Researchers from Bar-Ilan University have developed new methodologies they say produce powerful, environmentally-friendly disinfectants, based on tap water, that can eliminate bacteria and kill viruses, including microbes from the coronavirus family.
The ability to turn ordinary tap water into virus-fighting materials was developed and patented by Dr. Eran Avraham, Dr. Izaak Cohen, and Prof. Doron Aurbach , the leader of the electrochemistry group, in the Department of Chemistry and Institute of Nanotechnology and Advanced Materials at Bar-Ilan University. The materials were recently tested by Dr. Inna Kalt and Dr.Tatiana Borodiansky Shteinberg in the lab of Prof. Ronit Sarid, of the Mina and Everard Goodman Faculty of Life Sciences at the University, and proven effective in neutralizing corona-type viruses.
The disinfectants are effective and safe to use, and do not contaminate groundwater, the researchers say. The technology works through an array of nanometer-shaped electrodes with unique surface properties. The meeting between water and electrodes creates a cleaning material in a unique aquatic environment. The combination of these compounds gives rise to an effective antibacterial capability for microorganisms (bacteria, viruses and spores), while at the same time is safe for macro organisms (larger bodies such as skin cells).
The platform on which the technology is based enables the preparation of a variety of solutions for clean spaces from bacteria, such as spray-aerosols (for disinfecting surfaces, appliances, beds, closets, bathrooms, toilets, etc.), containers for immersion (washing devices, hands etc.), disinfectant wipes, hand washing, shoe washing, buckets for washing and disinfecting floors, air-conditioning systems, washing machines, and dry fog air-purifiers. The ability to produce electrodes in a variety of shapes and textures makes the technology suitable to almost any application – from a 'cassette' in an air conditioner, a container for washing fish and meat, to disinfection and removal of pesticides from vegetables and fruit, mobile spray, a device for manufacturing disposable antibacterial cloths and many other applications – even masks and gloves.
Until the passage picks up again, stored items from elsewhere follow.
PR #49, opened 2021-06-01
SEP 33: Re-adding point zero to major Salt versions - process update

sagetherage:
Adding a draft SEP to re-add the point zero to major Salt versions as a standard operating procedure or to the process. 
- Intent is not to adjust the past, but to explicitly state the process going forward and why
- Specific tasks and adjustments will need to be made, this is to discuss, plan, and create the premise to implement; meaning we agree the process and standard should be in the format of `####.#` example: `3005.0` and once approved the date at which this will become the standard will be announced/communicated

### DIFF
--- a/0000-readd-point-zero.md
+++ b/0000-readd-point-zero.md
@@ -1,0 +1,49 @@
+- Feature Name: Add point zero to major releases for Salt
+- Start Date: 2021-06-01
+- SEP Status: Draft
+- SEP PR: (leave this empty)
+- Salt Issue: (leave this empty)
+
+# Summary
+[summary]: #summary
+
+Originally, Salt version numbers were date based as in YYYY.MM.DD and from SEP 14 we moved away from dates and general numbers, and removed the point zero from major release version numbers. This is to add that back to the major versions because it is problematic and inconsistent.
+
+
+# Motivation
+[motivation]: #motivation
+
+Why are we doing this? What use cases does it support? What is the expected outcome?
+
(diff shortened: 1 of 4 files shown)


max-arnold:
👍

salt-bootstrap needs to be fixed as well, to handle pinning to major versions. Some time ago I added a kludge for that: https://github.com/saltstack/salt-bootstrap/pull/1491

OrangeDog:
It's unclear. Are you proposing to go back and re-release e.g. 3000 as 3000.0?

If so, this could be even more disruptive. Un-releasing 3000 isn't really possible, and I'm sure there's at least one system that will treat 3000 and 3000.0 as different. More in-depth impact analysis is required.

If not, then it just makes things even more inconsistent. You can't put the genies of bad decisions back in the bottle once you've released them.

sagetherage:
I didn't intent to go back and update already released versions; however, if there is a reason to re-release I would be willing to discuss, but I did write it as to suggest as such. I can adjust. 

The intent of this proposal is add it back in as part of the process or standard operating procedure and to detail the decision going forward to include the point zero specifically because without it we have deviated from it and it causes many problems. I can include more details in the SEP.

bryceml (approved):

krionbsd (approved):

ScriptAutomate (approved):

s0undt3ch (approved):

garethgreenaway (approved):

cmcmarrow (approved):

waynew (approved):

The antiseptic capability is 100 times more effective than bleach and therefore low concentrations of between 50 and 200 mg of the active materials per liter are enough to disinfect (unlike bleach, which by contrast requires between 5,000 and 20,000 mg per liter). They are also much more environmentally friendly and do not cause burns or dry skin. As such they may be effective in treating wounds, a possibility being investigated. They don't cause corrosion, and most importantly, with the very low concentration of 50 mg they eliminate all kinds of viruses.
In electrode-free containers, the disinfectants can remain effective for two months and may be sold in recyclable bottles. For reusable bottled products, a fairly simple process can be applied to enable long-term use.
"We examined the ability of these materials to impair herpes simplex virus type 1 infection and human coronavirus OC43. Both viruses were completely eliminated when exposed to the disinfectants for different periods of time. The structural characteristics of OC43 are similar to those of recent SARS-CoV-2 suggesting that this virus will also be easily eliminated with this disinfectant," said Prof. Sarid.